Present: Tim, Jane, Alex B, Alex A, Stefania, Arran, Jane, Sarah, Daniel, Alex F, Felix, Anna-Maria, Kunika, Stef

Apologies: Helen

Agenda:

  1. Deeper Catalogue Data - Tim An Intensive day with some progress, 28 April 2023
  2. Oral histories and folk songs investigation - Stefania, Daniel and Stef

Notes:

  1. Although we started by thinking about ‘bags of terms’ as fodder for linking, but this investigation, amongst others, is beginning to show that taxonomy and categories remain very important for linking. 1921 catalogue contains a list of subject headings and that could easily be transposed. (but it would, of course, need to be added to).

    Investigation has 3 ways of extracting object names:

    1. Use the headings and break them down semantically. Required human-in-the-loop
    2. SPD
    3. KeyBERT

    Both SPD and KeyBERT are effective and it is difficult to say whether one is a lot better than another. Small further work on experimenting with the specificities - not quite proof of concept yet.

    Questions asked by Tim:

    Link to Curatorial Voice project and published articles https://curatorialvoice.github.io/.

  2. Oral histories - Stef and Stefania. To what extent can what has already been done be understood as proof of concept?

    There may be a risk to pausing the investigation after getting the historians excited about the oral histories work. But we can un-pause at any point. Stef’s PhD student will be working on themes about oral histories and living well together in cities. So, there will be continued development work.

    Stef keen to highlight that we need to keep expectations managed as this is very much at proof of concept phase, and not even at prototype stage.

    High performance computer would be needed to run this again on a different dataset. Felix interested in what aspects of the work require high performance computing.
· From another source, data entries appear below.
PR #106, opened 2020-03-18
Add stubs for more SOM primitives.

ltratt:
This gets us closer to being able to parse the SOM standard library.


smarr:
Just a note on primitives and modularity: 

There was always the idea that SOM has support for loading primitives dynamically.
CSOM and SOM++ support it.

One example is here: https://github.com/SOM-st/SOM/tree/master/Examples/Snake

(see the .c/.cpp files)

And then there are two other things that might be worthwhile to mention:
 - primitives can be either on the class or instance side (we have both variants in use)
 - primitives are installed on a specific class, which means, one can override them, and another class can have another primitive with the same name. I am not sure this is really used in practice. Though, one can technically use it, for example to optimize the number operations for the specific receiver class at hand.

ltratt:
I'm not going to try supporting dynamic linking -- that's too much work for too little benefit.

The way I've implemented primitives is currently very crude, but means that that primitives can naturally do the "right" thing, whether they're on classes or instances, and/or when they're overloaded. That said, I probably will soon make them a little less crude, because I can shift some checks off to compile-time, whereas they're all done at run-time at the moment. When I do that, I'll make sure to keep in mind the flexibility you've mentioned -- thanks for the pointers!

smarr:
Yeah, well, it was an "idea". Don't think it is essential.

I am just surprised that `ast_to_instrs.rs` and `instrs.rs` have anything to do with it.
Might not be ideal, especially if I comes along and randomly add new primitives.

ltratt:
You can add primitives, it's just done in a different way to other SOMs. AFAICS the two approaches are entirely transparent from the end user's perspective (modulo dynamic linking, which would introduce a world of pain that I'm not going to explore!). In other words, I think the differences are unimportant. I might be wrong!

The automated transcription would, but also the embedding (using Bloom). (Alex B - As we get some VMs here at SMG, Stef might be able to tap into some of that too.)
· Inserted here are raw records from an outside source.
PR #107, opened 2020-03-20
Switch out abgc for rboehm

jacob-hughes:
All tests for this should be pass, but let me know if you find bugs or have problems building things on OpenBSD!

### DIFF
--- a/lang_tests/system_global_lookup_string.som
+++ b/lang_tests/system_global_lookup_string.som
@@ -6,8 +6,10 @@ VM:
     xxx
 "
 
+
 system_global_unset_global = (
     run = (
         (system global: 'ab') println.
     )
 )
+
--- a/src/lib/vm/val.rs
+++ b/src/lib/vm/val.rs
@@ -6,10 +6,9 @@ use std::{
     convert::TryFrom,
     mem::{size_of, transmute},
     ops::Deref,
-    ptr::NonNull,
 };
 
-use abgc::{self, Gc};
+use rboehm::{self, Gc};
 use num_bigint::BigInt;
 use num_enum::{IntoPrimitive, UnsafeFromPrimitive};
 use num_traits::{FromPrimitive, ToPrimitive, Zero};
@@ -58,7 +57,7 @@ pub trait NotUnboxable {}
 
 /// The core struct representing values in the language runtime: boxed and unboxed values are
 /// hidden behind this, such that they can be treated in exactly the same way.
-#[derive(Debug, PartialEq)]
+#[derive(Debug, PartialEq, Clone)]
 pub struct Val {
     // We use this usize for pointer tagging. Needless to say, this is highly dangerous, and needs
     // several parts of the code to cooperate in order to be correct.
@@ -72,10 +71,10 @@ impl Val {
     /// `Obj` couldn't be a trait object. Oh well.]
     pub fn from_obj<T: Obj + 'static>(_: &mut VM, obj: T) -> Self {
         debug_assert_eq!(size_of::<*const ThinObj>(), size_of::<usize>());
-        let ptr = ThinObj::new(obj).into_raw();
+        let ptr = Gc::into_raw(ThinObj::new(obj));
         Val {
             val: unsafe {
-                transmute::<*const ThinObj, usize>(ptr.as_ptr()) | (ValKind::GCBOX as usize)
+                transmute::<*const ThinObj, usize>(ptr) | (ValKind::GCBOX as usize)
             },
         }
     }
@@ -93,9 +92,9 @@ impl Val {
     /// undefined behaviour.
     pub fn recover(obj: &dyn Obj) -> Self {
         unsafe {
-            let ptr = ThinObj::recover(obj).into_raw();
+            let ptr = Gc::into_raw(ThinObj::recover(obj));
             Val {
-                val: transmute::<*const ThinObj, usize>(ptr.as_ptr()) | (ValKind::GCBOX as usize),
+                val: transmute::<*const ThinObj, usize>(ptr) | (ValKind::GCBOX as usize),
             }
         }
     }
@@ -172,9 +171,9 @@ impl Val {
             ValKind::GCBOX => {
                 debug_assert_eq!(size_of::<*const ThinObj>(), size_of::<usize>());
                 Ok(unsafe {
-                    Gc::clone_from_raw(NonNull::new_unchecked(
+                    Gc::from_raw(
                         self.val_to_tobj() as *const _ as *mut _
-                    ))
+                    )
                 })
             }
             ValKind::INT => {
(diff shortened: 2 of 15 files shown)


lang_tests/system_global_lookup_string.som
```diff
@@ -6,8 +6,10 @@ VM:
     xxx
 "
 
+"
```
jacob-hughes: Oops. Not sure why I committed this.

ltratt: Any reason for commenting this out?

src/lib/vm/val.rs
```diff
@@ -543,40 +543,40 @@ binop_typeerror!(greater_than_equals, >=);
...
-                        self.val_to_tobj() as *const _ as *mut _
-                    ))
-                });
-            }
-            ValKind::INT => (),
-            ValKind::ILLEGAL => (),
-        }
-    }
-}
+// impl Clone for Val {
```
ltratt: I'm fine with deleting the `Clone` block.

src/lib/vm/val.rs
```diff
@@ -543,40 +543,40 @@ binop_typeerror!(greater_than_equals, >=);
...
+//                 ) | (ValKind::GCBOX as usize)
+//             },
+//             ValKind::INT => self.val,
+//             ValKind::ILLEGAL => self.val,
+//         };
+//         Val { val }
+//     }
+// }
+
+// impl Drop for Val {
```
ltratt: And I think we can delete the `Drop` block too.

lang_tests/system_global_lookup_string.som
jacob-hughes: I had problems running `ignored` tests locally in `lang_tester`,  I checked it in by mistake.

ltratt:
At face value, this looks pretty good: I can't build on OpenBSD due to an rboehm problem, but I'll look into that soon.

jacob-hughes:
What's the error, I might know it?

ltratt:
```
error: failed to run custom build command for `rboehm v0.1.0 (https://github.com/softdevteam/rboehm#06abbf6d)`

Caused by:
  process didn't exit successfully: `/home/ltratt/scratch/softdev/yksom/target/debug/build/rboehm-48afd70ca21c1cd7/build-script-build` (exit code: 101)
--- stderr
Cloning into '/home/ltratt/scratch/softdev/yksom/target/debug/build/rboehm-f4ab0a08ad9dc7a1/out/bdwgc'...
Cloning into 'libatomic_ops'...
/usr/local/bin/aclocal[35]: /usr/local/bin/aclocal-xfsettingsd.core: not found
autoreconf-2.69: aclocal failed with exit status: 127
thread 'main' panicked at 'failed to execute "./configure"', /home/ltratt/.cargo/git/checkouts/rboehm-e46be1172403150c/06abbf6/build.rs:20:9
note: run with `RUST_BACKTRACE=1` environment variable to display a backtrace
```

jacob-hughes:
Ah okay. I think you might be able to get away without building the `libatomic_ops` sub-library for now as we don't use any of the multi-threaded features of boehm

src/lib/vm/val.rs
```diff
@@ -9,7 +9,7 @@ use std::{
     ptr::NonNull,
```
ltratt: This seems unused now, so can be removed?

ltratt:
I realised that I should just benchmark this, just to see, even though we only have one (not very representative) benchmark: a while loop that counts down from *n* to 0. Before this PR:

```
===> multitime results
1: -q target/release/yksom --cp lib/SOM /home/ltratt/yksom/while_bench.som
            Mean                Std.Dev.    Min         Median      Max
real        0.396+/-0.0018      0.004       0.389       0.396       0.403
user        0.395+/-0.0021      0.004       0.385       0.394       0.403
sys         0.001+/-0.0007      0.001       0.000       0.000       0.004
```

This PR:

```
1: -q target/release/yksom --cp lib/SOM /home/ltratt/yksom/while_bench.som
            Mean                Std.Dev.    Min         Median      Max
real        3.266+/-0.0171      0.036       3.177       3.262       3.343
user        6.273+/-0.1033      0.220       5.959       6.225       6.625
sys         0.514+/-0.0311      0.066       0.372       0.522       0.675
```

In other words, for at least that one benchmark, this PR makes a meaningful improvement to performance, which isn't necessarily what I expected, but is very welcome!

smarr:
How do I read the numbers? Going from 0.4seconds of real time to 3.3seconds doesn't seem like an improvement.

ltratt:
I'm an idiot. Let me update that.

jacob-hughes:
I'm fairly sure a huge chunk of this slowdown is to do with our naive finalization approach. Here are some numbers I ran on a similar, countdown-from-_n_ benchmark:

With abgc:
```
===> multitime results: abgc
1. ./abgc/release/yksom --cp lib/SOM/ while_benchmark.som
            Mean        Std.Dev.    Min         Median      Max
real        0.719       0.040       0.663       0.733       0.775       
user        0.711       0.036       0.658       0.723       0.752       
sys         0.005       0.005       0.000       0.005       0.016       
```

With rboehm (this PR):
```
===> multitime results: abgc
1: ./target/release/yksom --cp lib/SOM/ while_benchmark.som
            Mean        Std.Dev.    Min         Median      Max
real        5.845       0.343       5.605       5.723       6.849       
user        9.244       0.799       8.726       9.009       11.599      
sys         0.377       0.043       0.331       0.365       0.493  
```

With rboehm, disabling finalizers:
```
===> multitime results: No Finalizers
1: ./no_finalizer/release/yksom --cp lib/SOM/ while_benchmark.som
            Mean        Std.Dev.    Min         Median      Max
real        1.572       0.047       1.506       1.572       1.653       
user        2.931       0.064       2.834       2.931       3.058       
sys         0.107       0.015       0.089       0.106       0.128       
```

By switching off finalizers, we go down from a slowdown of 8x to 2x when compared with abgc. Obviously, we can't just switch them off and be done with it, as we'll be leaking memory on any non-trivial data structure.

Unfortunately, only adding objects to a finalization queue when absolutely necessary requires compiler support. It is not as simple as looking for a `Drop` impl; we must hook into dropck to determine whether field destructors need running. However, there are some clear wins to be had in the meantime. I have an upcoming PR for rboehm which can prevent enqueuing objects for finalization when it can be certain it is unnecessary.

smarr:
@jacob-hughes what exactly does need "finalization" here? SOM does not support any notion of "external resources", which is what I associate finalization with. Or asked differently, what do you mean with finalization?

I am also curious, what's the motivation to switch to Boehm?
I am not sure what abgc is, is it an actual GC?

jacob-hughes:
@smarr abgc is a simplified reference counting library which yksom uses to manage objects. At the moment, Rust has no support for tracing GC (but I'm working on it!). A large part of this is getting the API right: having GC'd objects interoperate smoothly with normal RAII Rust values can be particularly tricky. Boehm makes sense as a suitable backend for testing this since it's very flexible to use and right now we're not focused on the collection algorithm.

> SOM does not support any notion of "external resources", which is what I associate finalization with.

Finalization in this sense is orthogonal to SOM. Rust uses a `Drop` trait to implicitly run an object's destructor once it goes out of scope (somewhat analogous to C++). We allow GC things to point to non-GC things and vice versa. If a non-GC object with a destructor is owned by a GC object, that destructor will need running when the GC object is reclaimed.

The non-deterministic nature of GC throws a spanner in the works here: Rust can't automatically call an object's `drop` destructor because it won't know when it's dead. Instead, the collector must trigger the destructors on non-GC'd objects when the GC object which owns them dies. We do this by using finalizers which explicitly call inner destructors. This is a bit of an anti-pattern, because finalizers are expected to be rare. 

As for my previous comment: right now we err on the side of caution and register finalizers to invoke inner destructors "just in case". There are optimisations which prevent this being necessary which will be easy wins.

ltratt:
@jacob-hughes Thanks for that insight, it's very useful and hopeful!

Can I suggest you add the change required by https://github.com/softdevteam/rboehm/pull/5 in to this PR, then we can merge?

src/lib/vm/val.rs
jacob-hughes: Fixed: 011d3fd58a949c271c13f385e2f9a6cc107e1a99

src/lib/vm/val.rs
jacob-hughes: Fixed: 311a7472e5b77a3f7ceb3e9d932834c11ec07bc0

src/lib/vm/val.rs
jacob-hughes: Fixed: 311a7472e5b77a3f7ceb3e9d932834c11ec07bc0

lang_tests/system_global_lookup_string.som
jacob-hughes: Fixed: 2491270453242427a3ed1a9c5f43ee613e94f011

jacob-hughes:
We now explicitly switch out the allocator in yksom's `main.rs` file. The only other proper change we need to make is to ensure that Rust runs our unit tests serially (597780e4d8a27de0808ecef03f0ceff625619519)

ltratt:
Please squash.

jacob-hughes:
Squashed

jacob-hughes:
I'm surprised this merged. I had just noticed that it was a draft PR. I assumed it would need upgrading beforehand.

    Neslihan bringing together object records and oral histories - this might be the point to bring together the data into a vector database, particularly at the SMG. Pinecone or weaviate.

    We agreed that it would be good to move forward with the extended meeting with historians. Also agreed that if Stef needs to / wants to move on with the work next year, we will support it as best as we can.

    Daniel offered that there are over 900 pages of transcription related to mining oral histories if we wanted energy related material too.